Fifth, one must have kin and other people of similar affiliation, who are ready to lay down their lives for the actualization of his ambition, if he must defeat an incumbent leader. This invariably means that reasons, manifestoes and programs are insufficient devices in defeating an incumbent leader. There must be, as a matter of requisiteness, people who support one for who he is, where he comes from, and where he belongs to. It is for this reason that Buhari won by a landslide in northwest. The people came out to vote for one of “their kind” who is a northerner and a Muslim, aside which, they cared less for what he has to offer. Unfortunately for Jonathan, his people never saw this as a necessity not until their brother began to lose. They thought they could eat their cakes and still have it, so they bothered less about voting in the election. Show me your people who are ready to give you unalloyed support and I will tell you you’re not far from victory.
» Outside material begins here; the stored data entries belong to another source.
PR #220, opened 2024-05-02
Fix workspace anonymization ce

harminius:
fixes: https://github.com/MerginMaps/server-private/issues/2271

calling .delete() method on already deleted project will not fail but do nothing


varmar05 (approved):

varmar05:
@harminius could you merge master to develop first? Also could you have a look on coveralls issue? Thanks.

PR #231, opened 2024-05-20
case insensitive login

harminius:
Make login case insensitive

authenticate() method is used in login through app as well as public login

migration tested on dev clone and went smoothly

### DIFF
--- a/server/mergin/auth/models.py
+++ b/server/mergin/auth/models.py
@@ -33,8 +33,8 @@ class User(db.Model):
     )
 
     __table_args__ = (
-        db.Index("ix_username_insensitive_unique", func.lower(username), unique=True),
-        db.Index("ix_email_insensitive_unique", func.lower(email), unique=True),
+        db.Index("ix_user_username", func.lower(username), unique=True),
+        db.Index("ix_user_email", func.lower(email), unique=True),
     )
 
     def __init__(self, username, email, passwd, is_admin=False):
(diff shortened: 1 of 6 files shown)


server/mergin/auth/models.py
```diff
@@ -32,6 +32,11 @@ class User(db.Model):
         default=datetime.datetime.utcnow,
     )
 
+    __table_args__ = (
+        db.Index("ix_username_insensitive_unique", func.lower(username), unique=True),
```
varmar05, line 36: we can probably remove original unique indexes?

server/migrations/community/07f2185e2428_case_insensitive_unique_idx.py
```diff
@@ -25,9 +25,15 @@ def upgrade():
     conn.execute(
         "CREATE UNIQUE INDEX ix_email_insensitive_unique ON public.user (LOWER(email));"
     )
+    conn.execute("ALTER TABLE public.user DROP CONSTRAINT uq_user_email;")
```
varmar05, line 28: we should follow the same naming convention with new constraints

varmar05 (approved):

server/migrations/community/07f2185e2428_case_insensitive_unique_idx.py
```diff
@@ -0,0 +1,37 @@
...
+
+"""
+
+from alembic import op
+import sqlalchemy as sa
+
+
+# revision identifiers, used by Alembic.
+revision = "07f2185e2428"
+down_revision = "0e3fc92aeaaa"
```
MarcelGeo, line 15: Check if ook

harminius: updated, thanks

PR #3044, opened 2023-08-24
Fix for AB deployment while using insecure termination with routes

vklohiya:
**Description**:  Fix for AB deployment while using insecure termination with routes

## General Checklist
- [x] Smoke testing completed


nandakishorepeddi (approved):
LGTM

Sixth, an independent electoral body is a sine qua non for defeating the incumbent leader. This is where I must commend Jonathan and Muhammadu Jega (the chairman of the electoral body). Jonathan gave Jega the full support he needed from the very beginning, and Jega was also strong and uncompromising in the course of the electoral process. If Jega compromised, then no matter the support one gets from all the voters, the election could be rigged. So the very first thing one must do in order to defeat an incumbent leader, is to ensure that the electoral body is truly independent. I respect Jonathan for his refusal to remove Jega despite the resounding calls by the PDP that Jega must go. He is an honourable man, and must be celebrated for the atmosphere in which he allowed Jega to work.
Lastly, if after following all the above discussed guidelines but one still fails to defeat an incumbent leader, then one must try again. Buhari has shown us that there is absolutely nothing that can defeat a persistent will. He almost gave up in his bid, but thank God he didn’t. There is absolutely nothing that can take the place of constructive persistence. So when next you contest against an incumbent leader and lost, don’t give up, re-strategize and try again.